What you need to do:
Reproduce exactly, from the line containing "fix(client): parse proxy", every line down to the end of the data below.

"""

PR #315, opened 2026-08-22
fix(client): parse proxy CONNECT response with httparse

aashish-thapa:
Closes #4095.

The CONNECT tunnel validated the proxy's response by pattern-matching the buffer instead of parsing it, which caused two problems:

- **Malformed responses were accepted.** `starts_with(b"HTTP/1.1 200")` only checks a prefix, so a status like `HTTP/1.1 2000 OK` was treated as a successful tunnel.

"""

Output of the task:
fix(client): parse proxy CONNECT response with httparse

aashish-thapa:
Closes #4095.

The CONNECT tunnel validated the proxy's response by pattern-matching the buffer instead of parsing it, which caused two problems:

- **Malformed responses were accepted.** `starts_with(b"HTTP/1.1 200")` only checks a prefix, so a status like `HTTP/1.1 2000 OK` was treated as a successful tunnel.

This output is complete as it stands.